What to do:
Please copy each line below that contains the word "which".

Dataset excerpts:
PR #872, opened 2026-09-17
fix(menu): drain queued interrupts on arrival only

NuSkooler:
Based on #869, and a sibling of #870 rather than stacked under it — it touches only `menu_module.js` and `sysop_chat.js`, so it merges with the rest of the stack cleanly (verified: no conflicts, 2925 passing on a trial integration branch).

### The problem

The interrupt queue is drained at **four** sites: once on arrival in `initSequence()`, and three times on departure in `prevMenu()`, `nextMenu()` and `autoNextMenu()`.

The departure drains are the defect behind the corrupted WFC in #869, and the same one bit `sysop_chat`. They run before `menuStack` reaches `leave()`, so the outgoing menu's form is still attached to `'key press'` while `pausePrompt()` waits on a non-exclusive `once('key press')` — the key that dismisses an interrupt also fires that menu's action keys — and any refresh timer it owns keeps painting over the interrupt art.

#869 fixed this per module, with `prevMenu()` overrides on the WFC and `sysop_chat`. This is the general fix: **drain only on arrival**, where the destination owns the screen, nothing is attached and no timers are running.

### Why this is cheap rather than a 29-module audit

The arrival drain moves from `initSequence()` to `enter()`.

29 modules override `initSequence()` without draining, so a queued item was never shown while inside any of them. `enter()` is overridden by exactly four — `wfc`, `msg_list`, `file_area_list`, `msg_area_post_fse` — and **every one calls `super.enter()`**, so this reaches everything.

None of the four draws anything before that call. The only one doing work after it (`msg_list`, assigning config) now does so *before* `initSequence()` rather than racing it, which is an improvement.

So this is **strictly more coverage than before, not less**: the modules that never drained now do, on the way in. The "some menus would go quiet" worry was an artefact of the drain sitting somewhere 29 modules bypass.

### Opting out

A module that must not be interrupted on arrival overrides `displayQueuedInterruptions()` — the WFC routes instead of displaying (#870), and `sysop_chat` now defers, since draining there would paint over a conversation before it is drawn — or sets `interrupt: never`, which `displayQueuedInterruptions()` already short-circuits.

### One judgement call worth reviewing

Leave a menu, enter a module that defers, then disconnect, and those items are never shown; previously they would have been flushed on the way out. They are ephemeral session notifications, so I have taken that as acceptable — but it is a decision, and this is the place to disagree with it.

### Testing

2894 passing on this branch; 2925 merged with the rest of the stack.

Unit tests pin the contract: `prevMenu()`/`nextMenu()` hand the queue straight to the stack, `enter()` drains before the sequence starts, a module overriding `initSequence()` still gets its drain, and `interrupt: never` is still respected.

Live on a real board, a node message queued while inside `onelinerz`, `rumorz` and the bbs list still surfaces on every traversal, with nothing lost — verified both with and without this change, and again with the whole stack merged on top.

### Follow-up, not done here

`wfc.js` and `page_sysop.js` call `displayQueuedInterruptions()` as the first step of their own `initSequence()`. With the drain in `enter()` that is now a redundant second call — harmless, since the queue is already empty, but worth removing once this and #870 are both in.


NuSkooler:
Added the follow-up that was listed as out of scope, since it is the same logical change and this PR is still unreviewed.

`wfc.js` and `page_sysop.js` called `displayQueuedInterruptions()` as the first step of their own `initSequence()`. With the drain in `enter()` those only ever find an empty queue. Harmless, but it reads as though a module still has to do this itself — which is precisely the belief that made the departure drains hard to spot in the first place.

The merged tree now has exactly one drain site (`MenuModule.enter()`) plus the two deliberate opt-outs: `sysop_chat` defers, the WFC routes.

Re-verified merged with the rest of the stack — no conflicts, 2925 passing, and live on a real board: WFC routing and the message viewer, a queued message surviving traversal through `onelinerz`/`rumorz`/the bbs list, and a message arriving mid-chat still held and landing in the inbox afterwards.

One gap I could not stage live: an item queued *before* arriving at the WFC, to exercise the routed arrival drain. Every menu now drains on arrival, and this board's main menu is `interrupt: realtime`, so an item is always consumed before it can reach the dashboard. That path is covered by unit tests only.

Response to this task:
None of the four draws anything before that call. The only one doing work after it (`msg_list`, assigning config) now does so *before* `initSequence()` rather than racing it, which is an improvement.
A module that must not be interrupted on arrival overrides `displayQueuedInterruptions()` — the WFC routes instead of displaying (#870), and `sysop_chat` now defers, since draining there would paint over a conversation before it is drawn — or sets `interrupt: never`, which `displayQueuedInterruptions()` already short-circuits.
`wfc.js` and `page_sysop.js` called `displayQueuedInterruptions()` as the first step of their own `initSequence()`. With the drain in `enter()` those only ever find an empty queue. Harmless, but it reads as though a module still has to do this itself — which is precisely the belief that made the departure drains hard to spot in the first place.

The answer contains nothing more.